What the exercise asks ▸ Search the listing for the word "color" and copy every line where it turns up.

Input data ▸
PR #258, opened 2024-08-19
feat: resubscribe to swaps when reconnecting websocket

jackstar12:


boltz/ws.go
```diff
@@ -162,6 +164,13 @@ func (boltz *Websocket) Connect() error {
 		}
 	}()
 
+	if len(boltz.swapIds) > 0 {
+		// Clear swapIds to avoid duplicates but still resubscribe to the same swaps.
```
michael1011, line 168: Wouldn't using a `map[string]bool` instead of a slice solve that problem in a nicer way?

jackstar12: or just a private version of Subscribe which doesnt append to the swapIds

michael1011 (approved):

PR #264, opened 2024-08-21
feat: properly implement magic routing hints

jackstar12:


nursery/reverse.go
```diff
@@ -222,3 +225,126 @@ func (nursery *Nursery) handleReverseSwapStatus(reverseSwap *database.ReverseSwa
...
+	})
+	if err != nil {
+		return nil, err
+	}
+	return slices.DeleteFunc(reverseSwaps, func(swap *database.ReverseSwap) bool {
+		return !swap.ExternalPay
+	}), nil
+}
+
+func (nursery *Nursery) searchClaimTx(notification wallet.TransactionNotification) error {
```
jackstar12, line 242: not sure how to name this

cmd/boltzcli/commands.go
```diff
@@ -1159,13 +1159,20 @@ func createSwap(ctx *cli.Context) error {
...
+		printDeposit(swap.ExpectedAmount, swap.Address, swap.TimeoutHours, uint64(swap.TimeoutBlockHeight), pairInfo.Limits)
 	}
 
-	fmt.Println("Swap ID:", swap.Id)
-
-	return swapInfoStream(ctx, swap.Id, false)
+	if swap.Id == "" {
+		if !externalPay {
+			fmt.Println()
+			fmt.Println("Invoice has been paid directly via onchain:", swap.TxId)
```
jackstar12, line 1168: how should we word this?

nursery/reverse.go
michael1011: I don't like the claim transaction in the name because it is for what you called "direct payments"

cmd/boltzcli/commands.go
michael1011: How about "Invoice has been paid directly to the wallet: <txId>"

wweseeooo5:
اين مال

PR #270, opened 2024-08-25
fix: use zero conf when invoice expiry is less than block time

jackstar12:


michael1011 (approved):

rpcserver/router.go
```diff
@@ -677,6 +677,10 @@ func (server *routedBoltzServer) createSwap(ctx context.Context, isAuto bool, re
 		if err != nil {
 			return nil, err
 		}
+		if decoded.Expiry().Minutes() < boltz.GetBlockTime(pair.From) {
```
michael1011, line 680: Does `Expiry()` return the expiry value in the invoice or *time until* expiry? And how about some buffer?

jackstar12: The time until expiry:
```
	// expiry specifies the timespan this invoice will be valid.
	// Optional. If not set, a default expiry of 60 min will be implied.
```
Lets go for a 10s buffer

michael1011 (approved):

PR #280, opened 2024-09-01
feat: listswaps pagination

jackstar12:
Adds a `unitfy` option to the `ListSwaps` rpc which allows using index and offset based pagination.  This is achieved using a new `allSwaps` view.

The `expectedAmount` column of the reverse swaps table was renamed to `onchainAmount` for consistency with the go code aswell.


boltzrpc/boltzrpc.proto
```diff
@@ -418,17 +419,44 @@ enum IncludeSwaps {
...
 
+message AnySwapInfo {
+    string id = 1;
+    SwapType type = 2;
+    Pair pair = 3;
+    SwapState state = 4;
+    optional string error = 5;
+    string status = 6;
+    // the "from" amount of the swap.
+    // its the expected amount sent to be to the lockup address for submarine and chain swaps and
```
michael1011, line 430:
```suggestion
    // It is the expected amount sent to be to the lockup address for submarine and chain swaps and
```

boltzrpc/boltzrpc.proto
```diff
@@ -418,17 +419,44 @@ enum IncludeSwaps {
...
+    // the invoice amount for reverse swaps.
+    // the "to" amount can be calculated by subtracting the service and network fee.
```
michael1011, line 432: Not sure if we should just make the life of the API consumer easier by doing that calculation for them. Would feel a lot more comfortable using that amount directly

boltzrpc/boltzrpc.proto
```diff
@@ -418,17 +419,44 @@ enum IncludeSwaps {
...
+
 message ListSwapsRequest {
     optional Currency from = 1;
     optional Currency to = 2;
     optional SwapState state = 4;
     IncludeSwaps include = 5;
+    optional uint64 limit = 6;
+    optional uint64 offset = 7;
+    // wether to return swaps in the shared `all_swaps` list or in the detailed lists.
+    // the `limit` and `offset` are only considered when `unify` is true.
```
michael1011, line 450: Wouldn't throwing an error be nicer when trying to paginate a non-unified call? Silently ignoring sounds like a bad idea

boltzrpc/boltzrpc.proto
```diff
@@ -418,17 +419,44 @@ enum IncludeSwaps {
...
+    optional bool unify = 8;
 }
 message ListSwapsResponse {
     repeated SwapInfo swaps = 1;
-    repeated CombinedChannelSwapInfo channel_creations = 2;
+    repeated CombinedChannelSwapInfo channel_creations = 2 [deprecated = true];
     repeated ReverseSwapInfo reverse_swaps = 3;
     repeated ChainSwapInfo chain_swaps = 4;
+    // populated when `unify` is set to true in the request
+    repeated AnySwapInfo all_swaps = 5;
```
michael1011, line 459: Why not a `oneof`? Either all the detailed infos or the `AnySwapInfo`?

cmd/boltzcli/commands.go
```diff
@@ -193,57 +196,75 @@ func listSwaps(ctx *cli.Context) error {
 		headerFmt := color.New(color.FgGreen, color.Underline).SprintfFunc()
 		columnFmt := color.New(color.FgYellow).SprintfFunc()
 
-		if len(list.Swaps) == 0 && len(list.ReverseSwaps) == 0 && len(list.ChainSwaps) == 0 {
-			fmt.Println("No swaps found")
-			return nil
-		}
+		if unify {
```
michael1011, line 199: This is always going to be true. Why keep the if?

database/database.go
```diff
@@ -20,6 +20,58 @@ import (
 
 // TODO: prepare insert statements only once
 
+const createViews =
+// language=sql
+`
+CREATE VIEW allSwaps AS
```
michael1011, line 26: Is there `CREATE OR REPLACE VIEW` in SQLite?

database/database.go
```diff
@@ -316,6 +370,15 @@ func (query *SwapQuery) ToWhereClauseWithExisting(conditions []string, values []
 	if len(conditions) > 0 {
 		where = " WHERE " + strings.Join(conditions, " AND ")
 	}
+	where += " ORDER BY createdAt DESC"
```
michael1011, line 373: Wouldn't this cause issues querying tables that have no column `createdAt`?

boltzrpc/boltzrpc.proto
jackstar12: `oneof` would be a breaking change in this case.

cmd/boltzcli/commands.go
jackstar12: Initially thought that i would make a flag for it. but i dont think thats necessary

database/database.go
jackstar12: Yes, but its only intenteded to be used with the swap related tables right now anyways, so I think its fine for now - can be changed if needed

database/database.go
jackstar12: Unfortunately not, but it seems like you can hack around it with `DROP IF EXISTS

michael1011 (approved):

PR #283, opened 2024-09-09
fix: track unspent tx outputs in gdk

jackstar12:


lnd/lnd.go
```diff
@@ -384,11 +384,12 @@ func (lnd *LND) GetBalance() (*onchain.Balance, error) {
 
 }
 
-func (lnd *LND) SendToAddress(address string, amount uint64, satPerVbyte float64) (string, error) {
+func (lnd *LND) SendToAddress(address string, amount uint64, satPerVbyte float64, sendAll bool) (string, error) {
 	response, err := lnd.client.SendCoins(lnd.ctx, &lnrpc.SendCoinsRequest{
 		Addr:        address,
 		Amount:      int64(amount),
 		SatPerVbyte: uint64(satPerVbyte),
+		SendAll:     sendAll,
```
michael1011, line 392: Shouldn't `sendAll` and `amount` be mutually exclusive?

onchain/wallet/wallet.go
```diff
@@ -642,24 +634,55 @@ func (wallet *Wallet) SearchOutput(txId, address string) (*onchain.Output, error
...
+	result := &outputs{}
+	if err := withAuthHandler(C.GA_get_unspent_outputs(wallet.session, params, handler), handler, result); err != nil {
+		return nil, err
+	}
+	for spent, _ := range wallet.spentOutputs {
+		found := false
+		for key, outputs := range result.Unspent {
+			for i, output := range outputs {
+				if output["txhash"] == spent {
+					result.Unspent[key] = append(outputs[:i], outputs[i+1:]...)
```
michael1011, line 661: Wouldn't it be easier to iterate over the outputs of the result and checking if they exist in `wallet.spentOutputs`? It's a map and we should take advantage of that

jackstar12: We want to check for the transactions which are in our map, but not in the gdk output set to make sure old ones are deleted, so we have to do it this way

michael1011 (approved):

PR #284, opened 2024-09-10
feat: allow specifying `all` tenant

jackstar12:


macaroons/service.go
```diff
@@ -56,6 +56,9 @@ func (service *Service) ValidateMacaroon(macBytes []byte, requiredPermissions []
 
 func (service *Service) validateTenant(ctx context.Context, raw string) (context.Context, error) {
 	if raw != "" {
+		if raw == "all" {
```
michael1011, line 59: How about making that a constant so that it can easily be compared to in the RPC server logic?

jackstar12: The rpcserver never needs to compare against that (it only checks for the entity id, which is nil in that case) l but it can be a const nevertheless

PR #306, opened 2024-10-10
feat: auto consolidate

jackstar12:


config/config.go
```diff
@@ -87,7 +87,8 @@ type Config struct {
 
 	ReferralId string
 
-	MaxZeroConfAmount *uint64 `long:"max-zeroconf-amount" description:"Maximum amount of sats to accept 0-conf"`
+	MaxZeroConfAmount        *uint64 `long:"max-zeroconf-amount" description:"Maximum amount of sats to accept 0-conf"`
+	AutoConsolidateThreshold uint64  `long:"auto-consolidate-threshold" description:"Threshold of UTXOs to trigger auto consolidation"`
```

Answer for the task ▸
 		headerFmt := color.New(color.FgGreen, color.Underline).SprintfFunc()
 		columnFmt := color.New(color.FgYellow).SprintfFunc()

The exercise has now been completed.